A-Crusading We Will Go
Medieval History

A-Crusading We Will Go


Crusader walls of Caesarea
Today was the first day of "The Crusades: Fact, Fiction, and Film," and all was good: enthusiastic students, some work with the five versions of Urban II's speech, the first part of Terry Jones's wonderful documentary, and great expectations for the discovery of the Holy Lance of Antioch tomorrow.  Today was also the release of Student Opinion Surveys from last semester, and since one student dubbed me as having "exceptional clarity of thought," (!) I though that I would treat myself to a little helpless fascination with the Crusaders in the Holy Land. Helpless, because I'll never fully understand the volatility of piety and pragmatism that hurtled those thousands of people to Jerusalem, seized thousands more to stay and set up principalities and counties and kingdom, and compelled untold thousands to replay the animosities and loves of the Crusades over and over again for coming on one thousand years now.  Fascination, because though so much (the zeal, the violence, the colonialism, the insanity) of the Crusades repels, the sheer will of everything involved continues to hold me.  I started class off with Fulcher of Chartres's "We who were Occidentals are now Orientals" quote, and another by Bill Clinton about how the massacre of the First Crusade is a story "that is still being told today in the Middle East and we are still paying for it" (the quote is from a speech he gave at Georgetown, the citation is from Competing Voices from the Crusades by Andrew Holt and James Muldoon, Greenwood World Publishing, 2008). That set a nicely ambiguous tone from which I could present the image above, which has become emblematic for me of this helpless fascination.

When Crusaders came to Caesarea, necessity deemed that they build their defensive walls rapidly, and so they used whatever materials were at hand - here, columns of Herod's beloved Caesarea that still strew the rocks before the beach today.  The walls of the Crusaders were built from the ruins of the Roman Empire.  That never ceases to move me. I know that many things were built up from the ruins of the Roman empire (countless cities, roads, laws, habits), but there's something about the immediacy and raw energy of using ancient marble columns to shore up the wall of a burgeoning Christian empire that captivates.  Herod's grand vision, the fervent striving appeal to Roman grandeur and triumphalism that he built up all over the Holy Land (think Massada, think his expansion of the Temple Mount, think the Herodion) shaped Caesarea, itself a kind of crazy idea (he built a harbor out into the sea by sinking enormous pylons, he had a hippodrome, an amphitheater, everything a good Roman city should have).  And then, a thousand years later, another crazy idea: a Christian empire in the Holy Land.
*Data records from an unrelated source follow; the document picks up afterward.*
PR #1673, opened 2019-03-01
add: cleanup .gitignore decorator

pared:
Fixes #1641

PR #4282, opened 2020-07-25
`dvc check-ignore` command

### LINKED ISSUE #3736: Introduce check-ignore for dvc ignore command.
There should be functionality providing easy way to check whether some file is `dvc-ignored` or not. Related: #3538

karajan1001:
update some tests first
fix #3736

  iterative/dvc.org/pull/1629


dvc/ignore.py
```diff
@@ -217,3 +268,26 @@ def _outside_repo(self, path):
         ):
             return True
         return False
+
+    def check_ignore(self, targets):
+        check_results = []
+        for target in targets:
+            full_target = os.path.join(os.getcwd(), target)
```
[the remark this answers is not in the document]
efiop:
```suggestion
            full_target = os.path.abspath(target)
```

dvc/ignore.py
```diff
@@ -56,7 +75,7 @@ def __call__(self, root, dirs, files):
 
         return dirs, files
 
-    def matches(self, dirname, basename, is_dir=False):
+    def _get_normalize_path(self, dirname, basename):
```
pared, line 78: NOTE: line 88 `return False`. That does not match `_get..`

dvc/ignore.py
```diff
@@ -85,20 +108,46 @@ def ignore(self, path, is_dir):
...
+        path = self._get_normalize_path(dirname, basename)
+        return self._ignore_details(path, is_dir)
+
+    def _ignore_details(self, path, is_dir):
+        result = []
+        for ignore, pattern in zip(self.regex_pattern_list, self.pattern_list):
+            regex = re.compile(ignore[0])
+            # skip system pattern
+            if not pattern.file_info:
+                continue
```
pared, line 121: Won't that result in no matches for `.git` and return 1 when we do `check-ignore .git`?
I guess in one way this is right behavior, since its not specified in any file, but, its also against `tree.walk` behavior which will ignore `.git`. 
But I guess main point of `check-ignore` is to debug `.dvcignore`s, so its fine.

tests/func/test_check_ignore.py
```diff
@@ -0,0 +1,105 @@
...
+
+    assert main(["check-ignore", file]) == ret
+    assert output in caplog.text
+
+
+@pytest.mark.parametrize(
+    "file,ret,output",
+    [
+        ("file", 0, "{}:1:f*\tfile\n".format(DvcIgnore.DVCIGNORE_FILE)),
+        ("foo", 0, "{}:2:!foo\tfoo\n".format(DvcIgnore.DVCIGNORE_FILE)),
```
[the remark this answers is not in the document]
karajan1001: This is what I would like to discuss.

Yes In Git, 0 should be returned when a given path is ignored. But 0 returns on any pattern match the file either included or excluded, 1 returns when none of the pattern match. (It might be a bug or a feature not clearly documented. I sent an email to Git last time but no reply)
But I felt illogical on this results. 0 for ignored and 1 for included or not matched might be more reasonable. 

As a result. I left `matches` in
```
CheckIgnoreResult = namedtuple(
    "CheckIgnoreResult", ["file", "matches", "patterns"]
)
``` 
which could be used for marking whether it is ignored or not.

dvc/ignore.py
karajan1001: I just followed Git.
image
Maybe I can return 
```
$ dvc check-ignore .git
::System pattern   .git
$ echo $?
0
```

tests/func/test_check_ignore.py
```diff
@@ -0,0 +1,105 @@
...
+@pytest.mark.parametrize("path,ret", [({"dir": {}}, 0), ({"dir": "files"}, 1)])
+def test_check_ignore_dir(tmp_dir, dvc, path, ret):
+    tmp_dir.gen(DvcIgnore.DVCIGNORE_FILE, "dir/")
+    tmp_dir.gen(path)
+
+    assert main(["check-ignore", "-q", "dir"]) == ret
+
+
+def test_check_ignore_default_dir(tmp_dir, dvc):
+    tmp_dir.gen(DvcIgnore.DVCIGNORE_FILE, "dir/")
```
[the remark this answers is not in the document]
karajan1001: It could be removed

tests/func/test_check_ignore.py
```diff
@@ -0,0 +1,105 @@
...
+    assert main(["check-ignore", "-q", ".dvc"]) == 1
+
+
+def test_check_ignore_sub_repo(tmp_dir, dvc):
+    tmp_dir.gen(
+        {DvcIgnore.DVCIGNORE_FILE: "other", "dir": {".dvc": {}, "foo": "bar"}}
+    )
+
+    assert main(["check-ignore", "-q", os.path.join("dir", "foo")]) == 1
```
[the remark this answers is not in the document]
karajan1001: Throw exceptions at sub repo? A good suggestion,`OutOfRepoException` and could also be used at `dvc check-ignore ../`

dvc/ignore.py
karajan1001: Any `OutofRepoException` use case.

tests/func/test_check_ignore.py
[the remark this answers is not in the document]
pared: @karajan1001 
To me, it seems that either docs is wrong (because it says that 0 is returned if file is ignored) or implementation (which returns 0 upon any matching spec). I'll try to reach git-devel IRC, maybe we can get an answer faster. 
For now, we can leave it as is.

tests/func/test_check_ignore.py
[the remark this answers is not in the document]
pared: @karajan1001 
We can also create issue for that, after merge. There is big upcoming change with subrepos https://github.com/iterative/dvc/pull/4247
I guess the subrepo detection might overlap with this one.

dvc/ignore.py
pared: If that's not too much trouble, sure. But if its, feel free to keep it that way.

tests/func/test_check_ignore.py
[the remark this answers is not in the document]
karajan1001: @pared 
They including inside sub-rep, in `.dvc`, `.hg`,`.git`, and out of root dir are all `out of working space` I think.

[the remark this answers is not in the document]
karajan1001: @pared 
Inside sub-rep, in `.dvc`, `.hg`,`.git`, and out of root dir are all `out of working space` I think.

dvc/ignore.py
karajan1001: image
I think this is the same problem with the above one.
If 0 or 1 depends on whether the file is excluded, then we should return 0 here, but If it depends on whether any pattern in .dvcignore matches the file, then we should return 1 here.

tests/func/test_check_ignore.py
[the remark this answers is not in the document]
pared: @karajan1001 I agree

dvc/ignore.py
pared: @karajan1001 you mean the proper git return code?
To avoid unnecessary change requests, let's leave it as is.

karajan1001:
@pared 
Something to be noticed, replacing

```
if (conditions): 
    return False
```

with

In both instances, a grandeur wrested.  And so I shall oscillate wildly for the next three weeks as we tread not so carefully through the texts and images of the Crusades.  One always has high hopes for Winter Term: that the three hours of daily teaching somehow won't stop us from writing that book review or revising that class or starting on that article due March 1.  I would like to not be deterred, but for now, I'll just revel in this clarity of thought idea.